Lucy obudziła się wtulona w Severusa, to był najpiękniejszy poranek w jej życiu, jaki tylko mogła sobie wymarzyć. Choć nie wiedział czy potrwa to długo, cieszyła się z każdej sekundy jej malutkiego raju. W pewnym momencie spostrzegła, że mężczyzna również nie śpi, więc szybko się podniosła i usiadła na nim okrakiem, aby jej nie uciekł.

-Teraz mnie posłuchaj, zanim zaczniesz żałować tego co się wydarzyło...

-Nie żałuję. - powiedział tonem nie zdradzającym żadnych emocji.

-Co? - powiedziała zszokowana dziewczyna. - Na... Naprawdę?

-Tak, naprawdę. - zapewnił. - Ale to nie może się powtórzyć.

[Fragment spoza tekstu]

PR #426, opened 2024-10-23
Reshuffle/rename things around SkipRuntime/Services

bennostein:
The main change here is that we're pulling the "SkipRuntime" interface out of the public API, as the intention from Daniel/Lucas is that those operations on resources are to be managed under the hood by the framework.

I also renamed it to `ServiceInstance` but am open to changing that -- my thinking is that it represents a running service, i.e. an instance created by passing a `SkipService` (which specifies the logic/structure of a reactive service) to `initService` (which actually spins the thing up)


skipruntime-ts/core/src/skipruntime_init.ts
```diff
@@ -31,62 +34,113 @@ async function wasmUrl(): Promise<URL> {
...
- * other references.
- *
- * The primary use for this function is to satisfy the requirement that all
- * parameters to Skip `Mapper` constructors must be deep-frozen: objects
- * that have not been constructed by Skip can be passed to `freeze()` before
- * passing them to a `Mapper` constructor.
- *
- * @param value - The object to deep-freeze.
- * @returns The same object that was passed in.
+ * An `ServiceInstance` is the result of `initService`
```
jberdine:
```suggestion
 * A `ServiceInstance` is the result of `initService`
```

jberdine (commented):
I like the `ServiceInstance` naming, much more informative than `SkipRuntime`.

I think that `freeze` should appear in the API next to the `Constant` interface and the `Param` type. If someone wants a general `Param`, then they will need to use the `Constant` alternative of `Param`, and _the_ way to get such a value is with the `freeze` function. So I think those all need to appear together in the API. Also, `freeze` is not really a "utility" since apart from reverse-engineering internal representation details, it is the only way to produce a `Constant` `Param`, while the other utils are non-essential but convenient functionality.

jberdine (approved):
Nice

PR #430, opened 2024-10-25
suppress typescript-eslint/no-this-alias

jberdine:


skiplang/prelude/ts/src/sk_worker.ts
```diff
@@ -201,6 +201,7 @@ export class PromiseWorker {
     this.source = ++sourcesLastId;
     this.callbacks = new Map();
     this.subscriptions = new Map();
+    // eslint-disable-next-line @typescript-eslint/no-this-alias
```
jberdine, line 204: For my understanding, if the occurrences of `self` on lines 228 and 238 below were replaced with `this`, what would `this` resolve to? Would it be equivalent, or would `this` refer to one of the nested closures, or...?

-Zawsze masz jakieś ale. - pokręciła głową dziewczyna. - Dlatego mnie posłuchaj...

Snape nie dał dziewczynie skończyć, złapał ją za biodra próbując zrzucić z siebie. Niestety to dało odwrotny skutek, dziewczyna musiała się przytrzymać, przez co jej ręce znalazły się po bokach głowy Severusa. Teraz oboje byli zmuszeni patrzeć sobie prosto w oczy, dziewczyna zerknęła na usta swojego profesora, przez co zrobiła się cała czerwona, zbliżyła się jeszcze bardziej, lecz Severus ją ubiegł, wpił się w usta dziewczyny z ogromną namiętnością i pożądaniem. Ich ręce znów zaczęły błądzić po nagich rozgrzanych przez emocję ciałach. Skończyło się to wszystko miłosnym uniesieniem. Gdy w końcu z powrotem opadli na poduszki Lucy powiedziała ironicznie.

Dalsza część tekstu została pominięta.